PR #2796, opened 2024-06-10
Improve FlashString portability

mikee47:
This PR removes copy support from the FlashString library. Doing so simplifies the code, improves performance and portability to other compilers (e.g. clang).

The FlashString library previously supported copies (references) like this::

```
 FlashString emptyString;
 FlashString stringCopy(FS("Inline string"));

 DEFINE_FSTR_DATA_LOCAL(flashHelloData, "Hello");
 auto myCopy = flashHelloData;
```

These will now fail to compile.
Copy construction and assignment has been explicitly deleted so avoid unintentional side-effects.
Objects should always be passed by reference.

This change has the additional benefit of catching pass-by-copy errors. These function/method templates have been fixed:

- `fileSetContent`
- `IFS::File::setAttribute`
- `IFS::FileSystem::setUserAttribute`
- `IFS::ArchiveStream::setUserAttribute`

### DIFF
--- a/Sming/Core/FileSystem.h
+++ b/Sming/Core/FileSystem.h
@@ -235,7 +235,8 @@ template <typename TFileName> inline int fileSetContent(const TFileName& fileNam
 	return fileSystem->setContent(fileName, content, length);
 }
 
-template <typename TFileName, typename TContent> inline int fileSetContent(const TFileName& fileName, TContent content)
+template <typename TFileName, typename TContent>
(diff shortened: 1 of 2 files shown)


slaff:
@mikee47 can you add this information also to the UPGRADING document?

mikee47:
> @mikee47 can you add this information also to the UPGRADING document?

? Already there...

* Problem to solve: Every line of the data must appear again in the answer, exactly as written.

* Exercise response:
PR #2796, opened 2024-06-10
Improve FlashString portability

mikee47:
This PR removes copy support from the FlashString library. Doing so simplifies the code, improves performance and portability to other compilers (e.g. clang).

The FlashString library previously supported copies (references) like this::

```
 FlashString emptyString;
 FlashString stringCopy(FS("Inline string"));

 DEFINE_FSTR_DATA_LOCAL(flashHelloData, "Hello");
 auto myCopy = flashHelloData;
```

These will now fail to compile.
Copy construction and assignment has been explicitly deleted so avoid unintentional side-effects.
Objects should always be passed by reference.

This change has the additional benefit of catching pass-by-copy errors. These function/method templates have been fixed:

- `fileSetContent`
- `IFS::File::setAttribute`
- `IFS::FileSystem::setUserAttribute`
- `IFS::ArchiveStream::setUserAttribute`

### DIFF
--- a/Sming/Core/FileSystem.h
+++ b/Sming/Core/FileSystem.h
@@ -235,7 +235,8 @@ template <typename TFileName> inline int fileSetContent(const TFileName& fileNam
 	return fileSystem->setContent(fileName, content, length);
 }
 
-template <typename TFileName, typename TContent> inline int fileSetContent(const TFileName& fileName, TContent content)
+template <typename TFileName, typename TContent>
(diff shortened: 1 of 2 files shown)


slaff:
@mikee47 can you add this information also to the UPGRADING document?

mikee47:
> @mikee47 can you add this information also to the UPGRADING document?

? Already there...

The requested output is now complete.